What do cameras and sandwiches have in common? A lot, Jonathan Kaplan hopes.
The creator of Flip Video, the super-simple camcorder device that provided a lot of the initial fuel behind YouTube’s early growth, has gotten a lot of press lately about his latest aspiration: The Melt, a nationwide chain of restaurants offering gourmet variations of grilled cheese sandwiches.
Kaplan has set his sights on opening five restaurants in the San Francisco area by Thanksgiving of this year and 25 nationally by the end of next. So he’s lined up an impressive set of partners including celebrity chef Michael Mina and advisors like Sequoia Capital’s Mike Moritz. Let’s hope he’s working with some smart marketers as well. After all, when it comes to marketing, cameras and sandwiches don’t have a lot in common.
I’ve been thinking a lot about the differences between the two categories, since I’ve worked in both consumer electronics (CE) and quick-serve restaurants (QSR), on brands like Sony and LG for the former and Jack in the Box and Jamba Juice for the latter. There are definitely some substantial differences in the marketing challenges between them.
In CE, marketing must demystify the product, while in QSR marketing, it must mystify it.
Most people need to be convinced that a new technology product is not complicated – that it will do what you say it does and it will be easy to set up and use. As such straightforward marketing approaches are the most effective in CE – Apple’s success with its demo-like commercials exemplify this point.
But when it comes to QSRs, people need to perceive the offering as special and something they can’t make at home or get elsewhere. Marketers create an aura around the product through romance, theatre, and storytelling. A good example is Chipotle’s Food with Integrity platform – through it, the company has made a basic food item, the burrito, seem quite captivating.
Because of the nature of innovation within the CE category, companies are often introducing a new behavior when they launch a new product. Taking informal videos and then immediately sharing them online may seem so natural now, but only a few years ago when Flip was first introduced, it really hadn’t been possible. Many new CE devices often open up new ways of doing things that people never even dreamed of, so a large part of the marketing task in CE is to introduce and evangelize the new behavior.
In the QSR space, people are generally quite familiar with the category. People’s expectations are already set by existing players, so they’re either relatively satisfied with their options or disillusioned by them. Either way, the marketing task is to prompt a fresh look at a familiar offering. Instead of a promoting a new way, you’re promoting a new choice.
Also the differences in the “transactions” involved in the two categories make the marketing challenges different between them.
Electronics are usually one-time purchase transactions followed by multiple usage incidences. Their relatively higher price points and longer life cycles make the initial transaction seem more risky. Marketing must lower the perceived risk through promotion, information, or confirmation (e.g., customer reviews, guarantees, etc.)
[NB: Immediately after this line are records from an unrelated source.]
PR #208, opened 2023-04-12
feature: create Helm chart for a pure in-mem runtime

paullatzelsperger:
## WHAT

this PR adds a new Helm Chart `tractusx-connector-memory`, that uses only in-memory components (save for DAPS). Furthermore, `edc-controlplane-memory` was renamed to `edc-runtime-memory`, and I removed the Azure KeyVault from it. 
I also created a new folder for the test infrastructure, which is a pruned-down version of the "old" `supporting-infrastructure`

## WHY

Could be useful for testing or development purposes. lay the ground work for deploy-testing the production charts (future PRs)

## FURTHER NOTES
- added an in-memory vault, that can be seeded with secrets upon startup. 
- moved the `run-deployment-test` workflow to a composite action
- used `helm test` to ping the runtime's health endpoint
- obviously, more elaborate tests can be added, such as sending `POST` requests against the management api, and verifying that an object was actually created, etc.

## OPEN QUESTIONS
- seed secrets are stored in `.github/workflows/deploy-test-secrets`. is that the proper place?


.github/actions/publish-docker-image/action.yml
florianrusch-zf, line 1: Why are these changes necessary?

.github/actions/run-deployment-test/action.yml
```diff
@@ -0,0 +1,104 @@
...
+    - name: Setup Kubectl
+      uses: azure/setup-kubectl@v3.2
+
+    - name: Create k8s Kind Cluster
+      uses: helm/kind-action@v1.5.0
+
+    - name: Load images into KinD
+      shell: bash
+      run: |
+        kind get clusters | xargs -n1 kind load docker-image ${{ inputs.imagename}}:${{ inputs.image_tag}} --name
```
florianrusch-zf, line 80:
```suggestion
        kind get clusters | xargs -n1 kind load docker-image ${{ inputs.imagename }}:${{ inputs.image_tag }} --name
```

.github/actions/run-deployment-test/action.yml
```diff
@@ -0,0 +1,104 @@
...
+
+    #################
+    ### Tear Down ###
+    #################
+    - name: Destroy the kind cluster
+      if: always()
+      shell: bash
+      run: >-
+        kind get clusters | xargs -n1 kind delete cluster --name
+
```
florianrusch-zf, line 104:
```suggestion

```

.github/actions/run-deployment-test/action.yml
```diff
@@ -0,0 +1,104 @@
...
+      shell: bash
+      run: |-
+        helm install infra edc-tests/deployment/src/main/resources/helm/test-infrastructure \
+        --wait-for-jobs --timeout=30s --dependency-update
+
+    - name: Install In-Mem Runtime
+      shell: bash
+      run: ${{ inputs.helm_command }}
+
+
```
florianrusch-zf, line 95:
```suggestion
```

.github/dependabot.yml
```diff
@@ -2,8 +2,7 @@
 version: 2
 updates:
   # Maven
-  -
-    package-ecosystem: "maven"
+  - package-ecosystem: "maven"
```
florianrusch-zf, line 5: This needs to be replaced with gradle, right? Do you know if we have an issue for that already?

settings.gradle.kts
```diff
@@ -3,6 +3,7 @@ rootProject.name = "tractusx-edc"
 include(":edc-extensions:business-partner-validation")
 include(":edc-extensions:control-plane-adapter")
 include(":edc-extensions:cx-oauth2")
+include(":edc-extensions:vault-memory")
```
florianrusch-zf: Yes, I would highly agree to move it into the `edc-runtime-memory` module. If we keep it as an extension we would also publish this as a jar which mean people will maybe us it, which again means we need to maintain/support/update in a good shape. Of course we also need to maintain/support/update the `edc-runtime-memory` but I think it's less work for us

settings.gradle.kts
```diff
@@ -138,37 +139,37 @@ dependencyResolutionManagement {
             library("micrometer-jetty", "org.eclipse.edc", "jetty-micrometer").versionRef("edc")
             library("monitor-jdklogger", "org.eclipse.edc", "monitor-jdk-logger").versionRef("edc")
             library(
-                "transfer.dynamicreceiver",
-                "org.eclipse.edc",
-                "transfer-pull-http-dynamic-receiver"
+                    "transfer.dynamicreceiver",
```
florianrusch-zf, line 141: The indention looks weird for me. 8 spaces? Is this correct?

edc-tests/deployment/src/main/resources/helm/test-infrastructure/values.yaml
```diff
@@ -0,0 +1,185 @@
...
+        LXRWZjHwexDqtgMGTCN/7aZlMA8GA1UdEwEB/wQFMAMBAf8wDQYJKoZIhvcNAQEL
+        BQADggEBAD2a5kuIdICNXfYLpSe7AIONwZVucaArYtpXBxHEy5lMJsTEJgjZzypd
+        iIMU7onEQGVbii6yVNpWfIpJYM4e8ytVdJuk5evclVKZs/lZ2IshLyWFVj+ITh2E
+        28X4C/Hnmt4MPBCNowQf71nMp4LEziBgXp54qFV9C+qSTEVdrherRE0PU/zKyX10
+        S/P5o42weTHnAO/pBN/8AmL3AymynKVgcPaW46IjjRAuc6kfZWCrYQ0M4+/7Ws5r
+        uM55Zae/L+C82OTNNaaK324ogsCkORPeQ23OCrRD8rZJmQ9bpoOGglPminfwEOhB
+        UHtyKgmvqCyOV3G/4G93W/xsLV0kxLA=
+        -----END CERTIFICATE-----
+        EOF
+        }
```
florianrusch-zf, line 185:
```suggestion
        }

```

edc-tests/deployment/src/main/resources/helm/test-infrastructure/README.md
```diff
@@ -0,0 +1,95 @@
...
+> risk! ([source](https://github.com/Fraunhofer-AISEC/omejdn-server))
+
+### HashiCorp Vault
+
+The Control- and Data Plane persist confidential in the vault and persist and communicate using only the secret
+names. Hence, it is not possible to run a connector without an instance of a vault.
+
+### Backend Application
+
+After a Data Transfer is successfully prepared the control plane will contact the a configurable endpoint with the
```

On the other hand, the perceived risk of a $8 lunch is much lower for most people, so marketing a QSR is less about risk reduction on a single consumption. It’s more about prompting multiple purchase transactions. You need to provide reasons for frequent return visits.
So, the user experience must be part of the QSR marketing effort – in fact, it’s quite possibly the most important part. With CE products, the user experience is also important but there’s a longer, less direct connection between it and any subsequent purchase.
Which leads me to the final difference – how loyalty is judged between the two categories.
The difference is based on something CPGers commonly refer to as “share of requirements.” If you buy 10 tubes of toothpaste in a year and 7 of them are Colgate-branded, then Colgate is said to have a 70% share of your requirements. In consumable categories, gaining a higher share of requirements is the prevailing goal because most consumers are not 100% loyal to a brand. Even if you prefer Colgate, you probably end up buying Crest sometimes for a variety of reasons. Marketing is considered effective if the aforementioned 70% share of requirements can be raised to 80%, for example.
The same is true in QSRs. A frequent QSR user visits QSRs an average of 25 times a month. With rare exceptions, those 25 visits are distributed across several brands. So, the marketing task is to get more of the 25 — and customer loyalty is best measured by transactions and sales volume.
But in CE, people usually only own one brand of device at a time, maybe 2 or 3 if we’re talking TVs or cameras. Share of requirements becomes less meaningful in this context and loyalty is better measured by feelings of affinity or frequency of advocacy.
When considered together, the difference between CE and QSR marketing can be characterized in two words — relevance and differentiation. In consumer electronics, establishing relevance to the consumer is the overarching marketing aim. You want to get the consumer to see themselves in the story of your product. For quick serves, differentiation is the name of the game. You want to get consumers to see your brand as unique and special relative to other choices.
It will be interesting to see how Kaplan’s foray into the restaurant business goes. I for one am eager to sink my teeth into a goat cheese and mint sandwich, so I wish him well.